I enjoy the theft deterring benefit of having several MCSO, MHP and Ridgeland PD vehicles parked in our neighborhood driveways.
A few posters mentioned MHP, but have no idea if that particular trooper is part of a special task force or MBI that requires constant access to the issued vehicle. Other posters are concerned with legal implications of such use at a daycare where a child could be run over. Hmmm, the men/women who are tasked with enforcing highway laws to protect our State's motorist can't be trusted to roll thru a parking lot? I'd much prefer the trooper's car to be at his house on his off day, just so he can respond that much faster to crazy events like we watched at Delta State this Tuesday. The same applies to every other division of law enforcement, be it campus, city, county or state.
We can all agree that non law enforcement personnel shouldn't be commuting or running personal errands in tax payer funded vehicles. The vehicles issued to law enforcement officers are useful tools, not a perk.
to answer your question 2:09 he was at the D.L testing on Woodrow Wilson
so its doubtful he was part of a " special task-force".
But if it was ok for him to do then why go to the trouble of taking
the car seat out every morning and placing in the trunk ?
The question is not what is OK with you its about the law. Many MHP employees take cars home and if they are not involved in an investigation they shouldnt be taking one home. Most MBI vehicles are unmarked along with the brass so that no one will see its a state vehicle which is also against the law UNLESS the govenor approves which he does for hundreds of cars. A good number of uniformed troopers work at drivers license stations and are never out on a call. Regardless the law states that no vehicle shall be used to commute. So if we ignore that law what other laws should we deem as petty and ignore.
I know of a few state employees who don't even own personal vehicles, they use their state car for EVERYTHING. One them got into an accident while they were driving their child to daycare -- thankfully the child wasn't injured, but the agency's management made excuse after excuse for her...

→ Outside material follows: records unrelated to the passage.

PR #1262, opened 2024-10-01
fix: validate admin console password length

JGAntunes:
Make sure we validate the admin console password length requiring it to be at least 6 characters, similar to what already [happens in KOTS](https://github.com/replicatedhq/kots/blob/dab9434bb24c13ffb5f37b528c515121b31db089/pkg/util/password_prompt.go#L22-L25)

https://app.shortcut.com/replicated/story/104936/admin-console-minimum-password-length-inconsistent

I've added a test to the password validation function and was trying to see if there's a way that we could test the `maybeAskAdminConsolePassword` method, but since it relies on input prompts I'm unsure what would be the best mechanism to do so 🤔 open to suggestions.

Meanwhile I've also run a couple of manual tests in the local dev env:
```
root@node0:/replicatedhq/embedded-cluster# output/bin/embedded-cluster install --license local-dev/Joao.yaml
? Set the Admin Console password: ***
? Confirm the Admin Console password: ***
Passwords must have more than 6 characters. Please try again.
? Set the Admin Console password: ******
? Confirm the Admin Console password: ******
Passwords don't match. Please try again.
? Set the Admin Console password: ******
? Confirm the Admin Console password: ******
✔  Host files materialized!
(...)
```

```
root@node0:/replicatedhq/embedded-cluster# output/bin/embedded-cluster install --license local-dev/Joao.yaml --no-prompt
The Admin Console password is set to password
(...)
```

```
root@node0:/replicatedhq/embedded-cluster# output/bin/embedded-cluster install --license local-dev/Joao.yaml --admin-console-password 123
Passwords must have more than 6 characters. Please try again.
unable to set the Admin Console password
root@node0:/replicatedhq/embedded-cluster# output/bin/embedded-cluster install --license local-dev/Joao.yaml --admin-console-password 123456
✔  Host files materialized!
(...)
```

```
root@node0:/replicatedhq/embedded-cluster# output/bin/embedded-cluster install help
NAME:
   embedded-cluster install - Install embedded-cluster

USAGE:
   embedded-cluster install command [command options]

COMMANDS:
   help, h  Shows a list of commands or help for one command

OPTIONS:
   --admin-console-password value             Password for the Admin Console (minimum 6 characters)
   (...)
```

```
root@node0:/replicatedhq/embedded-cluster# output/bin/embedded-cluster install --license local-dev/Joao.yaml
? Set the Admin Console password (minimum 6 characters):
unable to ask for input: interrupt
```

```release-note
NONE
```

NONE

### DIFF
--- a/cmd/embedded-cluster/install.go
+++ b/cmd/embedded-cluster/install.go
@@ -567,14 +567,14 @@ func maybeAskAdminConsolePassword(c *cli.Context) (string, error) {
 		promptA := prompts.New().Password("Set the Admin Console password:")
 		promptB := prompts.New().Password("Confirm the Admin Console password:")
 
-		if validatePassword(promptA, promptB) {
+		if validateAdminConsolePassword(promptA, promptB) {
 			return promptA, nil
 		}
 	}
 	return "", fmt.Errorf("unable to set the Admin Console password after %d tries", maxTries)
 }
 
-func validatePassword(password, passwordCheck string) bool {
+func validateAdminConsolePassword(password, passwordCheck string) bool {
 	if len(password) < 6 {
 		logrus.Info("Passwords must have more than 6 characters. Please try again.")
 		return false
--- a/cmd/embedded-cluster/install.go
+++ b/cmd/embedded-cluster/install.go
@@ -551,36 +551,37 @@ func runOutro(c *cli.Context, applier *addons.Applier, cfg *k0sconfig.ClusterCon
 func maybeAskAdminConsolePassword(c *cli.Context) (string, error) {
 	defaultPassword := "password"
 	userProvidedPassword := c.String("admin-console-password")
-	if c.Bool("no-prompt") {
-		if userProvidedPassword != "" {
-			return userProvidedPassword, nil
-		} else {
-			logrus.Infof("The Admin Console password is set to %s", defaultPassword)
-			return defaultPassword, nil
-		}
-	}
+	// If there's a user provided password we'll try that first
 	if userProvidedPassword != "" {
+		if !validateAdminConsolePassword(userProvidedPassword, "", false) {
+			return "", fmt.Errorf("unable to set the Admin Console password")
+		}
 		return userProvidedPassword, nil
+	}
+	// No user provided password but prompt is disabled so we set our default password
+	if c.Bool("no-prompt") {
+		logrus.Infof("The Admin Console password is set to %s", defaultPassword)
+		return defaultPassword, nil
 	}
 	maxTries := 3
 	for i := 0; i < maxTries; i++ {
 		promptA := prompts.New().Password("Set the Admin Console password:")
 		promptB := prompts.New().Password("Confirm the Admin Console password:")
 
-		if validateAdminConsolePassword(promptA, promptB) {
+		if validateAdminConsolePassword(promptA, promptB, true) {
 			return promptA, nil
 		}
 	}
 	return "", fmt.Errorf("unable to set the Admin Console password after %d tries", maxTries)
 }
 
-func validateAdminConsolePassword(password, passwordCheck string) bool {
-	if len(password) < 6 {
-		logrus.Info("Passwords must have more than 6 characters. Please try again.")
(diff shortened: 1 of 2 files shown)


cmd/embedded-cluster/install.go
```diff
@@ -551,31 +554,42 @@ func runOutro(c *cli.Context, applier *addons.Applier, cfg *k0sconfig.ClusterCon
 func maybeAskAdminConsolePassword(c *cli.Context) (string, error) {
 	defaultPassword := "password"
 	userProvidedPassword := c.String("admin-console-password")
-	if c.Bool("no-prompt") {
-		if userProvidedPassword != "" {
-			return userProvidedPassword, nil
-		} else {
```
JGAntunes, line 557: We always prioritised the user provided password whether we have `no-prompt` or not.

cmd/embedded-cluster/install.go
```diff
@@ -551,31 +554,42 @@ func runOutro(c *cli.Context, applier *addons.Applier, cfg *k0sconfig.ClusterCon
...
-			logrus.Infof("The Admin Console password is set to %s", defaultPassword)
-			return defaultPassword, nil
-		}
-	}
+	// If there's a user provided password we'll try that first
 	if userProvidedPassword != "" {
+		if !validateAdminConsolePassword(userProvidedPassword, "", false) {
+			return "", fmt.Errorf("unable to set the Admin Console password")
+		}
```
JGAntunes, line 561: I'm unsure if we only wanna validate the prompts on the case where the user provides a password through a CLI param. I assumed the latter.

cmd/embedded-cluster/install.go
```diff
@@ -551,31 +554,42 @@ func runOutro(c *cli.Context, applier *addons.Applier, cfg *k0sconfig.ClusterCon
...
-			// TODO: Should we add extra password validation here? e.g length, complexity etc
+		if validateAdminConsolePassword(promptA, promptB, true) {
 			return promptA, nil
 		}
-		logrus.Info("Passwords don't match. Please try again.")
 	}
 	return "", fmt.Errorf("unable to set the Admin Console password after %d tries", maxTries)
 }
 
+func validateAdminConsolePassword(password, passwordCheck string, mustMatch bool) bool {
```
laverya, line 581: The only time this is called with `mustMatch: false` is when it's provided via the CLI. Would it make more sense for that function call to just supply the password twice to the function?

cmd/embedded-cluster/install_test.go
```diff
@@ -200,3 +200,70 @@ versionLabel: testversion
 		})
 	}
 }
+
+func Test_validateAdminConsolePassword(t *testing.T) {
+
+	tests := []struct {
```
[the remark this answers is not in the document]
laverya: we have the ability to run integration tests with `expect`, but that is probably a bit farther than we want to go here

cmd/embedded-cluster/install.go
JGAntunes: Personally, I prefer being explicit about the functionality VS having it be dependent on behaviour which is non-explicit. But happy to change it if y'all think differently.

cmd/embedded-cluster/install_test.go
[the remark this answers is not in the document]
JGAntunes: I've added a simple set of tests to `maybeAskAdminConsolePassword` without exercising the prompts.

cmd/embedded-cluster/install.go
laverya: my feeling is that 'mustMatch' isn't particularly explicit - if we're going to do something like that, we should have two functions one for 'passwordLength' and another for 'passwordsMatch' IMO

@sgalsaleh ?

JGAntunes: Went with your original suggestion via - https://github.com/replicatedhq/embedded-cluster/pull/1262/commits/9ab78499e3eefeed87cf8bb11998303c503ef779 - let me know what you think @laverya

laverya (approved):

As for the troopers taking cars home, many of them do not report to an office every day for a typical "roll call" and they start their shift when they leave their driveway, this I can understand. As for the folks who report to an office every day (driver's license, admin, etc.) they should park the damn cars, those positions should be held by civilians anyway.
With exception to SWAT and other special teams who need to be rapidly mobile, the threshold should be VERY high to prove the need for a take home car. This is an easy expense for the state to cut, and presents an easily eliminated risk to the taxpayers.